## PROBLEM DESCRIPTION
Could you please count how many lines in the data below hold the string "enableCounter"? Reply with only the number.

[Start of section]

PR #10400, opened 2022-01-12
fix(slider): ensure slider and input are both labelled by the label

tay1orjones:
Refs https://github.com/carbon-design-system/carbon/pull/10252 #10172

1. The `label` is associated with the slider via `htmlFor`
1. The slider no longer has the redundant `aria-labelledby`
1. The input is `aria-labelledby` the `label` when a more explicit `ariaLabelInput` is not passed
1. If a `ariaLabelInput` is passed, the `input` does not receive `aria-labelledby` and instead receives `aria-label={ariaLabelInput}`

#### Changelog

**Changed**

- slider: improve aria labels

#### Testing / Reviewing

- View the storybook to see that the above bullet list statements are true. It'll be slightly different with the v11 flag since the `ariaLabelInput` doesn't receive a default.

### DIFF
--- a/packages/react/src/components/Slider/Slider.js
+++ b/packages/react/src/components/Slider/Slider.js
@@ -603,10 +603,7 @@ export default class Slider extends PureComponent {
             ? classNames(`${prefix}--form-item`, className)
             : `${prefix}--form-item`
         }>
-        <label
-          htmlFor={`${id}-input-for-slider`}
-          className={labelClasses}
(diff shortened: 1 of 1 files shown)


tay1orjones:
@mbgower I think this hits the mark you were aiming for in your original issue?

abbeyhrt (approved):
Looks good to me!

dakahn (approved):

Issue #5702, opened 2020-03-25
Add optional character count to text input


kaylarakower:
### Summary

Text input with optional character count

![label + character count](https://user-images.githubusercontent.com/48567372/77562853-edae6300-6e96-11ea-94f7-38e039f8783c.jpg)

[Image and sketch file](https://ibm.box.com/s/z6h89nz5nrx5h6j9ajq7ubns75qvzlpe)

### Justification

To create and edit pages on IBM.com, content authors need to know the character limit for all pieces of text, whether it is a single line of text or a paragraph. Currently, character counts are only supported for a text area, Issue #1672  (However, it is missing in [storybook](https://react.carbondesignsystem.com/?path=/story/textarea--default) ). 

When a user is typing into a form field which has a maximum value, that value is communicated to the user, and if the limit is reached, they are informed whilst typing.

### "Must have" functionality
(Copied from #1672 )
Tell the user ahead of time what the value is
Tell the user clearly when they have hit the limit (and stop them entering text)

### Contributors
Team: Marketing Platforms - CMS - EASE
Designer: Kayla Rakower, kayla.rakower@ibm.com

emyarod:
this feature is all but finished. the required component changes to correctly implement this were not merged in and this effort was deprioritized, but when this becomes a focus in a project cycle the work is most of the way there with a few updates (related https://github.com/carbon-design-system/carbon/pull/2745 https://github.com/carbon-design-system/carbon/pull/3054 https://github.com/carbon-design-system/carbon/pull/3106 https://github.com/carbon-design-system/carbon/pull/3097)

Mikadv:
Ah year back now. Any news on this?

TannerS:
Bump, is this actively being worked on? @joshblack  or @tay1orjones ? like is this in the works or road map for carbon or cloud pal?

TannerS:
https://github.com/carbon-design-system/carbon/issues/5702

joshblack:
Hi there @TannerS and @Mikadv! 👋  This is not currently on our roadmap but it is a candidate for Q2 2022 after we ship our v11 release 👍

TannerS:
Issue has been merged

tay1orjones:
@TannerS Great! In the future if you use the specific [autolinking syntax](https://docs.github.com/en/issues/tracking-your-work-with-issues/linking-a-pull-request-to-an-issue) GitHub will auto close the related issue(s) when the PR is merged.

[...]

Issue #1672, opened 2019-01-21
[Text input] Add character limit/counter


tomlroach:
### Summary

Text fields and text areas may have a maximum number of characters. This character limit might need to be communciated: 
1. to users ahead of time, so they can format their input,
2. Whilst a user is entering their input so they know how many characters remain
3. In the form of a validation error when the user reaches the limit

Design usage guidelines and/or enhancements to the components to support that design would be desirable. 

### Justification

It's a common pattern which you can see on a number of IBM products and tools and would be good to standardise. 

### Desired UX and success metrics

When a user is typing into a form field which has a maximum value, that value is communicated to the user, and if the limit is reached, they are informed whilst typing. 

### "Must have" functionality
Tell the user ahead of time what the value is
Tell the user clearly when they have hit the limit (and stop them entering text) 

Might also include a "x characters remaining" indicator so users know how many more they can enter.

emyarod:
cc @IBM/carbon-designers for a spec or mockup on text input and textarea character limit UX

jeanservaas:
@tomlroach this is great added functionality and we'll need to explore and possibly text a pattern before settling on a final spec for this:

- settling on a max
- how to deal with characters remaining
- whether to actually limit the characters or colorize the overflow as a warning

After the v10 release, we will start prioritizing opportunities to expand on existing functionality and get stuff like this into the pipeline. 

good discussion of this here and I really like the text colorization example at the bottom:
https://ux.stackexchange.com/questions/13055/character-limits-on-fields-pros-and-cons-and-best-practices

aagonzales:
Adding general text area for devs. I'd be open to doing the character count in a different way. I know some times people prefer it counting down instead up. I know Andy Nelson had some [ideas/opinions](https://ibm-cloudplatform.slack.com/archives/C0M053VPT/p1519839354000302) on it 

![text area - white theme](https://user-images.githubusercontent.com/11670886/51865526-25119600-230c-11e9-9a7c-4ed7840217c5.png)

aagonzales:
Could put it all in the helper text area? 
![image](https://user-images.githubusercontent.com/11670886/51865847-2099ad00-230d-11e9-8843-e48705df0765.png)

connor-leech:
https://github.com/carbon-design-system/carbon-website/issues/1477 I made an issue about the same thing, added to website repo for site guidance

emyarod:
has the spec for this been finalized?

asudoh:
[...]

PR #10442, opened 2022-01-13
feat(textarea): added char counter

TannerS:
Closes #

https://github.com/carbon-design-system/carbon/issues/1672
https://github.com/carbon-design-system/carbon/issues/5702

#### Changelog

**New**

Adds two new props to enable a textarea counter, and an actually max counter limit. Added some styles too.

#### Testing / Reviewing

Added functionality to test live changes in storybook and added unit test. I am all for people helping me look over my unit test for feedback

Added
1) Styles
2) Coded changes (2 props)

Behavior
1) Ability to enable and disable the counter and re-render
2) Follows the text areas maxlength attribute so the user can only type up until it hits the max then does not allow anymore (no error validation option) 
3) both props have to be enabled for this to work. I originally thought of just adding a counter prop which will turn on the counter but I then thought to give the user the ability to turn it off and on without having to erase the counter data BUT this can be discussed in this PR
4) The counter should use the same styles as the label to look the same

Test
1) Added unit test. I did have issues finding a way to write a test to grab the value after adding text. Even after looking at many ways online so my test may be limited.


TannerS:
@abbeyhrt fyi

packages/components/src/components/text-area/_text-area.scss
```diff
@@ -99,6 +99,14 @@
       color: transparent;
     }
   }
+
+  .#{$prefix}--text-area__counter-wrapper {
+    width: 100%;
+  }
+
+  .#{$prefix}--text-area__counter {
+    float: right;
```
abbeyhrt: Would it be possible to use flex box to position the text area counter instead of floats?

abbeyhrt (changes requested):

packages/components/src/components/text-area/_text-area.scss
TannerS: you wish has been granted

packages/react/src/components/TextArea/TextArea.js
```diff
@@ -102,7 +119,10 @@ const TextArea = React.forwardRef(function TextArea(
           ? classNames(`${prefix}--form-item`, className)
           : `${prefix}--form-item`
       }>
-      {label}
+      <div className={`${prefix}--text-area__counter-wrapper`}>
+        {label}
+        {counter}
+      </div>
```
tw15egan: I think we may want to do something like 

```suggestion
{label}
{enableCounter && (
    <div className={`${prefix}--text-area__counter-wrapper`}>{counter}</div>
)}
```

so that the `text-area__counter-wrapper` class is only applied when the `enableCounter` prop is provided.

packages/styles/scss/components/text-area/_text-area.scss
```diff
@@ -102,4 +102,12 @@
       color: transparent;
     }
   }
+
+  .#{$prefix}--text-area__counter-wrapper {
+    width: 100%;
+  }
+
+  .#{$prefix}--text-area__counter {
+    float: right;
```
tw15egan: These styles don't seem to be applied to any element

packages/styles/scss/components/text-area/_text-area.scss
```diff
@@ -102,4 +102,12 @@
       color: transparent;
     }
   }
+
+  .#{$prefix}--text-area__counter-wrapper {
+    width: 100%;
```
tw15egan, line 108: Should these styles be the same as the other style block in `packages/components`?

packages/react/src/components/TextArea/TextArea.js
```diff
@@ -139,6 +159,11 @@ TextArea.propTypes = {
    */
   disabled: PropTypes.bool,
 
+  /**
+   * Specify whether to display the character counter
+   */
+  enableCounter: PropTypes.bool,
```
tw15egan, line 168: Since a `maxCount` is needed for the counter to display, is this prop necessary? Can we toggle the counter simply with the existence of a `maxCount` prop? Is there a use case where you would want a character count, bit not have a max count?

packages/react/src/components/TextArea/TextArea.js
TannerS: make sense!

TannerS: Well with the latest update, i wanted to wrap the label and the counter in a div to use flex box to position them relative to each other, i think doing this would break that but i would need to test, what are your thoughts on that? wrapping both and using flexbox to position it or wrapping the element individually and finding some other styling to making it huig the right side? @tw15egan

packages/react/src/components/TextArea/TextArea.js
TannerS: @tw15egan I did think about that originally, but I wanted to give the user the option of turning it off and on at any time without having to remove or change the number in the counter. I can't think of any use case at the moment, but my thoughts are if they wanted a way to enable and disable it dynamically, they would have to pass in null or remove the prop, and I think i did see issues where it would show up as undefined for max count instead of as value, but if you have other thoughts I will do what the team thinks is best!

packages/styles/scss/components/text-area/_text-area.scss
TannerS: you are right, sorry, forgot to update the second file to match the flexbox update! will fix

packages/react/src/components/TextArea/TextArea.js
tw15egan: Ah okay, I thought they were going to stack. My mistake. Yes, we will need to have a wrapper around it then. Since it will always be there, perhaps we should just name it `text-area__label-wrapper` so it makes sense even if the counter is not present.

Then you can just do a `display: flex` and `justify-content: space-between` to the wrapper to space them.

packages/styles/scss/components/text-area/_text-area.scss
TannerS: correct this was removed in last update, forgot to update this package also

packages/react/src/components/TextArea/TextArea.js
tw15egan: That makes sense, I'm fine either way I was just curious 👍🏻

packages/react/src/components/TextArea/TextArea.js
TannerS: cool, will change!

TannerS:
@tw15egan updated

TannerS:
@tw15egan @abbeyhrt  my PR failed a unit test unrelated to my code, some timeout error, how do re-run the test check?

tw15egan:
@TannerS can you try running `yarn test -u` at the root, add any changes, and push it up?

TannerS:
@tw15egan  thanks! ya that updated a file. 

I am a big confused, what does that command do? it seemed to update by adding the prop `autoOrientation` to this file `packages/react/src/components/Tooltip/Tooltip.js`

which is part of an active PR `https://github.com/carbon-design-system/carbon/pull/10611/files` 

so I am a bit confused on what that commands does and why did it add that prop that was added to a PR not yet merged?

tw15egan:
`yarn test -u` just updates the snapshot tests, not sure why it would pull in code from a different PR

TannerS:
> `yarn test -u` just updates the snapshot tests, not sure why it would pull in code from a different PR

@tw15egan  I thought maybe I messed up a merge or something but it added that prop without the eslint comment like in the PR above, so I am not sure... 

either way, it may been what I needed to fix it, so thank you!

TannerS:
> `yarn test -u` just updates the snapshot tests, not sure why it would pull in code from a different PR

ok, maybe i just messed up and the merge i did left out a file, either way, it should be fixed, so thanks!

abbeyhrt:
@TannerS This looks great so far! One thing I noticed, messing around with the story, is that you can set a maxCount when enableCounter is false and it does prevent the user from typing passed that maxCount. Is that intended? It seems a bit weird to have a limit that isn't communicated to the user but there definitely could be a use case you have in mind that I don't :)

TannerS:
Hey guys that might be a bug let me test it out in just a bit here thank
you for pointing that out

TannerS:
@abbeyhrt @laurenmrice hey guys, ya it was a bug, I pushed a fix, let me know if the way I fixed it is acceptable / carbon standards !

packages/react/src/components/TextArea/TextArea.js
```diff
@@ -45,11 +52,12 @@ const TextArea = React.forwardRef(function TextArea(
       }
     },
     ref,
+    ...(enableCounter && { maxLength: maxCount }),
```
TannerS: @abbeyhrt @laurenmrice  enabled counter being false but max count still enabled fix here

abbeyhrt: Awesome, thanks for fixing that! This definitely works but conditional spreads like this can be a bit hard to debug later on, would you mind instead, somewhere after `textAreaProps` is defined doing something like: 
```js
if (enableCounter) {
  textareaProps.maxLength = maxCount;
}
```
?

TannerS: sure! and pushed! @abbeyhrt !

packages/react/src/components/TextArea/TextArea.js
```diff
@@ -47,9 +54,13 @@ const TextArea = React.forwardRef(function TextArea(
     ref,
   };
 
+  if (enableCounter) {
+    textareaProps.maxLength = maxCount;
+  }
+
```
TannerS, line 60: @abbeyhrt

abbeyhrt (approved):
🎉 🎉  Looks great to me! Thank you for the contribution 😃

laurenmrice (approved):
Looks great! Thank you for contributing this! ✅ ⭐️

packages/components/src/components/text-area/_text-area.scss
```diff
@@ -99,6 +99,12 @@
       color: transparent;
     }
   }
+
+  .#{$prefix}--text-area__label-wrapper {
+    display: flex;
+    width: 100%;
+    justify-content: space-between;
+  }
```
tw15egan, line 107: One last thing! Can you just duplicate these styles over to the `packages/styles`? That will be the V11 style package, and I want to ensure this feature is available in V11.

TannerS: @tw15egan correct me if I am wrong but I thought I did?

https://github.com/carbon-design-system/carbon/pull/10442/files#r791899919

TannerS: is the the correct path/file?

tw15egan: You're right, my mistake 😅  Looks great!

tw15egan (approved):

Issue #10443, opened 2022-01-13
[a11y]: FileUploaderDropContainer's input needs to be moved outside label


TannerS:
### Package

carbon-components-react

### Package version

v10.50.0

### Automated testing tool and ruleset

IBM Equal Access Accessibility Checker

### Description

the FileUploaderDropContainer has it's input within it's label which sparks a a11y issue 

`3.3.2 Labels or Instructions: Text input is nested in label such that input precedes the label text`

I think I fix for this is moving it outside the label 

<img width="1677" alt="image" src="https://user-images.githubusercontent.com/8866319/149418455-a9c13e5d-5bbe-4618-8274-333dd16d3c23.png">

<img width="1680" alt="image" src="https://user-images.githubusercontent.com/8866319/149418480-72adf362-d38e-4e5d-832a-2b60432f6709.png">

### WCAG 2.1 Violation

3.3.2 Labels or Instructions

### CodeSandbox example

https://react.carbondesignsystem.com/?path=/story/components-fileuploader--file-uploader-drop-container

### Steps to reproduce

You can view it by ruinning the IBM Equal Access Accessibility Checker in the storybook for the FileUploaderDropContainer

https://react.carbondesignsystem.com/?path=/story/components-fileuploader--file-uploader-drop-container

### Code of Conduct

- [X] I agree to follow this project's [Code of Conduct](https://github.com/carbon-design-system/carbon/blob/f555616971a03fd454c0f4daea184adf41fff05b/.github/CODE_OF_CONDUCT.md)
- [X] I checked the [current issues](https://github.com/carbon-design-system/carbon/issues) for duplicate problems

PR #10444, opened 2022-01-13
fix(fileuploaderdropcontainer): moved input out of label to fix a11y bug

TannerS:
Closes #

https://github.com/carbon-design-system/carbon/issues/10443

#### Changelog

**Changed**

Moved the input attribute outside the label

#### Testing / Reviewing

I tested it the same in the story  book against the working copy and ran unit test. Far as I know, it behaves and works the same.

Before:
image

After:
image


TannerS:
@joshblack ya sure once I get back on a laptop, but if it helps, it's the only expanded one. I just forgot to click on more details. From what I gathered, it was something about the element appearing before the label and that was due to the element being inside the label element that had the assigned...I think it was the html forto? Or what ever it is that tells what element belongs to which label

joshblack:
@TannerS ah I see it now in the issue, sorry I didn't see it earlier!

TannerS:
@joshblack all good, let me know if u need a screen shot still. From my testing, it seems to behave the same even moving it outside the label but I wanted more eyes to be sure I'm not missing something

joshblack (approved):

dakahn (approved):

[End of section]

## ANSWER SECTION
7